The closing of the transaction was subjected to filing amended Articles of Incorporation and filing a Form 14C with the SEC. We filed Form 14C PRE on January 5, 2017 and filed Form 14C DEF on January 17, 2017. We filed the Amended Articles of Incorporation on January 18, 2017 with the State of Florida and received the certification of Amended and Restated Articles of Incorporation from the State of Florida on January 20, 2017.


Quest Energy Inc., is a State of Indiana corporation founded in June 11, 2015 and engaged in diversified energy services including mining, processing and logistics, with a primary focus on traditional energy sources such as coal and oil and gas. Quest plans to expand its business by continuing to develop its currently leased properties and further expanding its processing and logistics business, and through the pursuit of strategic acquisitions. 




Item 5.03 Amendments to Articles of Incorporation or Bylaws.


Pursuant the Share Exchange Agreement signed on January 5, 2017 the Company filed an amendment to the Articles of Incorporation to change the following:

1.

To increase the authorized number of shares of capital stock of the Company from three hundred million (300,000,000) to one billion (1,000,000,000) total authorized shares with nine hundred and ninety million (990,000,000) of the authorized shares being designated as Class A Common Stock.

2.

Eliminate Class B Common Stock.

3.

To designate five million (5,000,000) of the ten million (10,000,000) authorized Preferred Stock as Series A Preferred Stock with one thousand votes for each share of Preferred Stock and keep the other five million (5,000,000) authorized Preferred Stock as blank check Preferred Stock.


Item 5.07 Submission of Matters to a Vote of Security Holders.
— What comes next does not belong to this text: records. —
PR #1355, opened 2025-09-17
feat(sensors): provide `From` constructors for sensor data enums

ROMemories:
# Description

This provides `From` constructors that are intended to be used in lieu of the enum variant constructors, making the variants an implementations details, as accessing the inner data is done through the `Reading` trait. This would allow us to later revisit how the `Sample`s and `ReadingChannel`s are internally stored if we wanted/needed to.

## Change checklist


src/ariel-os-macros/src/define_count_adjusted_sensor_enums.rs
```diff
@@ -139,4 +146,31 @@ mod define_count_adjusted_enum {
     pub fn variant_name(index: usize) -> syn::Ident {
         quote::format_ident!("V{index}")
     }
+
+    pub fn get_allocation_size() -> usize {
```
ROMemories, line 150: This is somewhat unrelated, but otherwise Clippy complains that the main function is too long (and it's not completely wrong), and the refactor is trivial.

src/ariel-os-macros/src/define_count_adjusted_sensor_enums.rs
```diff
@@ -11,33 +11,23 @@ pub fn define_count_adjusted_sensor_enums(_item: TokenStream) -> TokenStream {
...
+    let count = get_allocation_size();
 
     let samples_variants = (1..=count).map(|i| {
         let variant = variant_name(i);
         quote! { #variant([Sample; #i]) }
     });
+    let samples_from_impls = (1..=count)
+        .map(|i| {
+            let variant = variant_name(i);
+            quote! {
```
chrysn, line 23: Reading has a special case to access a single-element sample. Should that work both ways (`impl From<Sample> for Samples`)?

src/ariel-os-macros/src/define_count_adjusted_sensor_enums.rs
```diff
@@ -11,33 +11,23 @@ pub fn define_count_adjusted_sensor_enums(_item: TokenStream) -> TokenStream {
...
+                impl From<[Sample; #i]> for Samples {
```
chrysn, line 24: It may be preferable to emit those all the time and only `#[cfg()]` them on the relevant feature.

Then, both for documentation ("This impl is only available with the feature …") and compiler errors ("This impl is available but the feature is missing!"), the condition is accessible.

src/ariel-os-macros/src/define_count_adjusted_sensor_enums.rs
ROMemories: `Reading::sample()` exists mainly because `Samples` is *guaranteed* to have one element or more, so users don't have to `.next().unwrap()` the iterator returned by `Reading::samples()`. This reason does not really call for a symmetrical constructor, so I'm not adding it in this PR, but we could add it later.

src/ariel-os-macros/src/define_count_adjusted_sensor_enums.rs
ROMemories: I agree documentation can/should be improved (#1325 was doing that, it'll need to be heavily reworked). In this case this is not so easy because each `From[Sample; #i]` impl is available as soon as any `max-sample-min-count-$c` Cargo feature is enabled, with c >= i. So it would be possible to generate that `#[cfg]` attribute, but the docs would get really crowded (as `From[Sample; 2]` would be feature-gated to 11 different Cargo features).

For now I consider that out-of-scope of this PR, but definitely agree that the documentation should be clarified.

ROMemories:
Merging this now as I have other PRs stacked on this, we can add other additive constructors and improve the documentation later.

PR #1356, opened 2025-09-17
feat(probe-rs): add `attach` laze task

kaspar030:
# Description

This adds an 'attach' task to the probe-rs module, allowing to re-attach to an already flashed image for more output.

(Skipping CI build as this doesn't change any binary.)

## Change checklist

### DIFF
--- a/laze-project.yml
+++ b/laze-project.yml
@@ -1027,6 +1027,12 @@ modules:
           - probe-rs download --chip ${PROBE_RS_CHIP} ${out} $@
           - probe-rs reset --chip ${PROBE_RS_CHIP}
 
+      attach:
+        help: Attach probe-rs to rtt logging
+        build: false
+        cmd:
+          - probe-rs attach --chip ${PROBE_RS_CHIP} ${out} $@
+
       debug:
         help: Starts a probe-rs gdb server
         cmd:


laze-project.yml
```diff
@@ -1027,6 +1027,12 @@ modules:
           - probe-rs download --chip ${PROBE_RS_CHIP} ${out} $@
           - probe-rs reset --chip ${PROBE_RS_CHIP}
 
+      attach:
+        help: Attach probe-rs to rtt logging
+        build: false
```
nponsard, line 1032:
```suggestion
        build: true
```

The output binary `${out}` is used in the command. I think it would be better to make sure the file exists.

kaspar030: yeah, I was struggling with that one. If the image on the device doesn't match, `attach` probably breaks. If it needs to be build, it probably doesn't match. ... I went with the fastest, but I'm not sure.

nponsard: I tried rebuilding with a different log level (trace to debug) and attaching, the log output does not make any sense and probe-rs doesn't warn about it. That's a good argument towards not regenerating the file.

kaspar030: ... we can also not just fetch the image from the device and compare with the elf, as that will "disturb" it (the device).
... the "file does not exist" will error out fast.

I suggest we stick with "build: false". :-)

nponsard: Sounds good :+1:

nponsard (approved):
After the discussion on enabling the build option or not, the changes look good to me :+1:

Pursuant the share exchange agreement signed on January 5, 2017 the Company filed Form 14C PRE with the SEC on January 5, 2017 to give notice to all stockholders of NGFC that the majority shareholders have approved the share exchange agreement and the amendment to the Articles of Incorporation. Subsequently we filed Form 14C DEF on January 17, 2017. We filed the Amended Articles of Incorporation on January 18, 2017 with the State of Florida and received the certification of Amended and Restated Articles of Incorporation from the State of Florida on January 20, 2017.


This Current Report on Form 8-K contains forward-looking statements within the meaning of the Private Securities Litigation Reform Act of 1995. All statements, other than statements of historical fact, made in this Current Report on Form 8-K are forward looking and subject to change. The Company cautions that these forward-looking statements are subject to risks, uncertainties and assumptions, many of which are beyond the Company's control, which may cause actual results and events to differ materially from those indicated in the forward-looking statements. Additional information concerning other factors is contained under the headings "Risk Factors" and "Management Discussion and Analysis of Financial Condition and Results of Operations" in the Company's filing on Form 10-K and any subsequent Forms filed with the Securities and Exchange Commission, which are incorporated by reference. The Company undertakes no obligation to release publicly any revisions to forward-looking statements as the result of subsequent events or developments.


Item 9.01 Financial Statements and Exhibits

 

(1.1)

Annual Report on Form 10-K for the fiscal year ended September 30, 2016 filed with the SEC on January 13, 2017


(1.2)

Share Exchange Agreement with Quest Energy Inc. signed on January 5, 2017 filed with the SEC on January 13, 2017 as Exhibit 10.7.


(1.3)

Form 14C DEF filed with the SEC on January 17, 2017


(1.4)

NGFC Equities, Inc. Amended and Restated Article of Incorporation as of January 19, 2017  (Filed herewith)


SIGNATURES


Pursuant to the requirements of the Securities Exchange Act of 1934, the registrant has duly caused this report to be signed on its behalf by the undersigned hereunto duly authorized.



NGFC Equities Inc.

(Registrant)


Date  January 25, 2017

/S/ I. Andrew Weeraratne

(Signature)*

I Andrew Weeraratne

Chief Executive Officer


*Print name and title of the signing officer under his signature.